Carey & the English Tar Pit

Carey & the English Tar Pit July 14, 2014

It must be Anglicans for Helping People Kill Themselves week around the world. South African archbishop Desmond Tutu now favors assisted suicide, as I reported earlier in The suicide tar pit. English archbishop George Carey has done the same thing.

Keeping such killing illegal “undermin[es]  the principle of human concern which should lie at the heart of our society,” he wrote in the Daily Mail. He said he’d changed his mind because “The old philosophical certainties have collapsed in the face of the reality of needless suffering.”

“Today,” he said, “we face a central paradox.

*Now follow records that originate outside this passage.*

PR #2597, opened 2025-08-22
Add precompiled headers for framework and RELs

caseif:
This PR adds a precompiled header (`dolzel.pch`) for use in RELs to match the original build process. This has a huge effect on weak function ordering and as a result many TUs are now matching as a result of these changes. This also seems to solve (at least partly) the `Z2Calc::cNullVec`, `lit_1787`, and `lbl_*_data_10` `.data` entries and `lit_1109`-`lit_1009` `.bss` entries seen across the codebase.

This PR also removes `nosyminline on` from the default REL flags (and from many individual framework objects) since it is no longer necessary in the majority of cases.

One issue with the changeset in its current state involves the handling of the `sqrtf` constants. The PCH needs to be built with `.sdata` and `.sdata2` enabled in order for `d_kankyo` and `d_resorce` to match; however, this causes the constants to be placed in `.sdata2` even in RELs such as in `d_a_b_yo` or `d_a_L7op_demo_dr` (where they should be in `.rodata`). This not only breaks matches, but also breaks linking entirely with this message:

```
#   Small data sections must have their own output sections specified in the 
#   linker command file.
#   No linker command file output section '.sdata2'.
```

The solution to this for now is to build the PCH twice: once with framework flags, and once with REL flags. Each object links one version or the other as appropriate. This may or may not be a fakematch and should be replaced if a better solution is found in the future.

This PR includes the changes from https://github.com/encounter/dtk-template/pull/60 in order to support building the PCHs. objdiff isn't yet capable of understanding the weak data stripping going on here, so there are a LOT of false data regressions reported as a result.

See https://github.com/zeldaret/tww/pull/860 for the corresponding Wind Waker PR for PCH changes.


include/weak_data_lit_1787.h
```diff
@@ -0,0 +1,8 @@
+#ifndef WEAK_DATA_LIT_1787_H
+#define WEAK_DATA_LIT_1787_H
+
+#include "dolphin/types.h"
+
+static u32 lit_1787 = 0x02000201;
```
TakaRikka: wasnt this supposed to be some J3DJoint static data or something like that? lago said it was something like that for tww

src/d/actor/d_a_bg_obj.cpp
```diff
@@ -256,6 +72,10 @@ static const char* getDzbName(int param_0) {
     return l_dzbName;
 }
 
+static const char* dummy() {
```
TakaRikka, line 75: is the dummy necessary?

src/d/d_stage.cpp
```diff
@@ -3,6 +3,10 @@
 // Translation Unit: d/d_stage
 //
 
+//#include "d/dolzel_framework.h"
```
TakaRikka: unnecessary comment?

src/d/d_stage.cpp
```diff
@@ -1601,13 +1617,21 @@ static int dStage_cameraCreate(stage_camera2_data_class* i_cameraData, int i_cam
...
+}
+
+/*static void dummy() {
     // Needed to fix weak function order.
     // This is likely caused by the dStage_chkPlayerId function from TWW using these functions.
     // dStage_chkPlayerId isn't used in TP, so it gets stripped out, but the effect it has on weak order remains.
     dComIfGp_getStage()->getPlayer();
     dComIfGp_roomControl_getStatusRoomDt(0)->getPlayer();
-}
+}*/
```
TakaRikka: is this section able to be removed if it's commented out?

configure.py
```diff
@@ -533,44 +553,44 @@ def MatchingFor(*versions) -> bool:
         "host": True,
         "objects": [
             Object(NonMatching, "d/d_home_button.cpp"),
-            Object(MatchingFor("GZ2E01", "GZ2J01"), "d/d_stage.cpp", extra_cflags=['-pragma "nosyminline on"']),
-            Object(MatchingFor("GZ2E01", "GZ2J01"), "d/d_map.cpp"),
-            Object(MatchingFor("GZ2E01", "GZ2J01"), "d/d_com_inf_game.cpp", extra_cflags=['-pragma "nosyminline on"']),
+            Object(MatchingFor("GZ2E01", "GZ2J01"), "d/d_stage.cpp"),
+            Object(Equivalent, "d/d_map.cpp"), # weak func order
```
TakaRikka, line 557: are these ones that were changed from matching to equivalent not compatible with this?

src/d/actor/d_a_bg_obj.cpp
caseif: It's there to force it to be placed earlier in `.rodata`, not sure if there's a more elegant way to do this though.

include/weak_data_lit_1787.h
LagoLunatic: Yeah it's `getAttnFn` which is supposed to go in `J3DMatBlock.h`

src/d/d_stage.cpp
LagoLunatic: This dummy function I put here was closer to the realmatch than putting `getPlayer` directly in the cpp like is done in this PR. They're weak functions that are intended to go in the header, and then this unused function leftover from tww puts them in this location. You can fakematch them by making them non-weak, but it would be more accurate to put them in the header.

configure.py
caseif: For `d_map` including the PCH completely messes up the function order - I think that this object may actually not have included it. For `d_select_cursor` I think the PCH is correct, but it messes up the vtable padding which was previously solved with a fakematch (which I think ultimately comes down to a vtable ordering issue). I'll revert the first change for now and add a comment that it might be fake - let me know if you want me to revert the second change as well.

src/d/d_stage.cpp
caseif: Does the same go for the other functions moved from the header in this PR?

LagoLunatic: Yes, the virtual get/set functions in d_stage.h are all weak.

For reference in tww I was able to match all of their order in d_stage.h properly with the pch and no fakematches, though it was more difficult than most TUs due to some strange behavior with them being inherited from an abstract base class (`dStage_dt_c`).

include/JSystem/JAudio2/JASSimpleWaveBank.h
```diff
@@ -7,7 +7,7 @@
 
 struct JASSimpleWaveBank : JASWaveBank, JASWaveArc {
     struct TWaveHandle : JASWaveHandle {
-        /* 80298D84 */ ~TWaveHandle() {}
+        /* 80298D84 */ ~TWaveHandle();
```
LagoLunatic: You can just delete this line entirely instead of adding it to the .cpp. It's a weak function but defining ctors/dtors explicitly in the header results in them getting their own .text section split, but not defining them at all and letting the compiler add an implicit one merges it up into an earlier section.

src/d/actor/d_a_b_mgn.cpp
```diff
@@ -1,18 +1,34 @@
 /**
- * @file d_a_b_mgn.cpp
+* @file d_a_b_mgn.cpp
```
LagoLunatic: Accidentally got rid of the indent

configure.py
```diff
@@ -419,6 +427,18 @@ def MatchingFor(*versions) -> bool:
 
 config.warn_missing_config = True
 config.warn_missing_source = False
+config.precompiled_headers = [
+    {
+        "source": "d/dolzel_framework.pch",
```
LagoLunatic: I would name the framework one like this so the vibration symbols match in the debug build.
```suggestion
        "source": "d/dolzel.pch",
```

TakaRikka (approved):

In strictly observing the sanctity of life, the Church could now actually be promoting anguish and pain, the very opposite of a Christian message of hope.”

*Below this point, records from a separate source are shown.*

PR #2602, opened 2025-08-24
d_a_obj_mie OK

hatal175:


YunataSavior:
@hatal175 , if you tried marking the TU as Matching, would it go through?

hatal175:
I've no idea what segfaulted in the github build

TakaRikka:
is the pch data actually being linked? cause objdiff is just going to show it for any TU that includes it now, making it a bit annoying to diff, but it shouldnt actually effect anything when trying to build due to it being stripped

YunataSavior:
@hatal175 , in `daObj_Mie_c::setWaterPrtcl`, change `emttrId[8]` to `emttrId[4]`. It will then work.

PR #2615, opened 2025-08-29
d_a_obj_kbox matching

hatal175:
Also small change to dKy_darkworld_check


hatal175:
Strange... was sure that i checked that. I will provably revert the dark world change later.

PR #2617, opened 2025-08-29
d_a_e_ai done

TakaRikka:


src/d/actor/d_a_e_ai.cpp
```diff
@@ -6,792 +6,994 @@
...
-    // NONMATCHING
+BOOL e_ai_class::player_way_check() {
+    s16 angle_diff = shape_angle.y - dComIfGp_getPlayer(0)->shape_angle.y;
+    if (angle_diff < 0) {
+        angle_diff = -angle_diff;
+    }
+
+    if ((u16)angle_diff < 0x4000) {
+        return FALSE;
+    } else {
```
hatal175: Can remove else (What is our policy on this?)

src/d/actor/d_a_e_ai.cpp
```diff
@@ -6,792 +6,994 @@
...
+    end = i_other->current.pos;
+    end.y += 100.0f;
+
+    start = current.pos;
+    start.y = eyePos.y;
+
+    linchk.Set(&start, &end, this);
+    if (dComIfG_Bgsp().LineCross(&linchk)) {
+        return TRUE;
+    } else {
```
hatal175: same

PR #2618, opened 2025-08-30
Partial Work on e_ww (55% debug match)

Stbn-antier:
Partial decomp of e_ww, still work in progress but I don't have time to complete it.
Doesn't include recent changes like .pch and not cleaned up.


TakaRikka:
wip is fine but the conflicts need to be resolved before merging

hatal175 (approved):

PR #2625, opened 2025-09-03
Link a lot of TUs for JP version

caseif:
This PR links a bunch of TUs for `GZ2J01`. This is almost entirely low-hanging fruit (i.e. TUs that were already matching and just needed to be marked or only required minor tweaks).


YunataSavior:
Cool stuff! As we begin linking other versions, it'll be interesting to see what all changes the Nintendo devs did between builds.

hatal175 (approved):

The Christian hope is that Christ will be with us at every moment of our lives and in the worst suffering. Killing people to prevent them suffering further is not an act of Christian hope and preventing them from being killed is not the opposite of Christian hope. It would be difficult to find anything in the New Testament to justify defining our hope in Christ as: You die.

One understands Carey’s feelings when faced with great and permanent suffering. None of us want cavalierly to talk about suffering as if it were easy to endure. But on this point Carey is quite wrong, and using his immanentization of a Christian reality to justify something Christians can’t justify.